Daerah, Makassar, Pemerintahan

Wakil Wali Kota Makassar Resmikan DOBRAK Literasi, Gerakan Baru Dorong Budaya Membaca

ruminews.id, MAKASSAR – Semangat literasi di Kota Makassar kian berkobar. Hal ini ditandai dengan hadirnya Wakil Wali Kota Makassar, Aliyah Mustika Ilham, dalam acara Launching Inovasi DOBRAK Literasi (Dropbook Bergerak Untuk Literasi) Tahun 2025 yang berlangsung di SMP Islam Al-Azhar, Jalan Aroepala, Rabu (17/9).

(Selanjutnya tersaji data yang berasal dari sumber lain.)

PR #2415, opened 2026-08-08
fix(teams): quarantine corrupt meta.json and write it atomically (RUSH-2429)

muqsitnawaz:
Bug fix — real functional change, test-verified, no UI surface (backend/teams infra).

## What broke

One torn `meta.json` write permanently disabled orphan-worktree cleanup for **every worktree name in every team**:

1. `saveMeta()` wrote with a bare `fs.writeFile` — no tmp file, no rename (`apps/cli/src/lib/teams/agents.ts:1141` pre-fix). A process killed mid-write left a truncated, unparseable `meta.json`.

Acara peluncuran ini turut dihadiri tokoh-tokoh penting, mulai dari Bunda Literasi Kota Makassar Melinda Aksa, Pembina Yayasan Sinergi Insan Unggul Irman Yasin Limpo, , Sekretaris Yayasan, para Kepala OPD lingkup Pemkot Makassar, hingga Kepala Badan Riset Daerah yang akan melakukan kurasi inovasi literasi. Kehadiran mereka menjadi bukti kuat bahwa literasi kini menjadi gerakan bersama. Dalam sambutannya, Wawali Aliyah Mustika Ilham menegaskan bahwa literasi merupakan kunci membangun generasi unggul. “Literasi adalah pondasi penting dalam membentuk generasi masa depan. DOBRAK Literasi diharapkan mampu menjadi gerakan bersama untuk memperluas akses baca, tidak hanya di sekolah, tetapi juga di tengah masyarakat,” ujarnya penuh semangat. DOBRAK Literasi sendiri merupakan inovasi Dinas Perpustakaan Kota Makassar yang menghadirkan konsep Dropbook, sebuah layanan berbagi buku yang ditempatkan di berbagai titik, sehingga pelajar dan masyarakat dapat dengan mudah mengakses bahan bacaan. Langkah ini diharapkan menjadikan literasi bukan sekadar slogan, melainkan budaya yang benar-benar hidup dan membumi di tengah masyarakat Kota Makassar. Tak hanya pejabat, acara peluncuran ini juga diramaikan oleh kepala sekolah dari 10 sekolah jejaring DOBRAK Literasi, yakni MTsN 1 Makassar, MTsN 2 Makassar, SMPN 2 Makassar, SD Telkom Makassar, SD IT Wahda Islamia 01, SMP IT Wahda Islamia, SD Kidstar, SD Islam Atira, SMP Islam Atira, dan tuan rumah SMP Islam Al-Azhar. Kemeriahan semakin terasa dengan hadirnya guru-guru, komunitas pendongeng, Yayasan Bakti, penggiat literasi, Lurah setempat, serta siswa-siswi SMP Islam Al-Azhar yang antusias menyambut program baru ini. Melalui DOBRAK Literasi, Pemerintah Kota Makassar optimistis mampu melahirkan generasi pembelajar yang kritis, kreatif, dan cinta ilmu sekaligus meneguhkan Makassar sebagai kota literasi yang terus bergerak maju.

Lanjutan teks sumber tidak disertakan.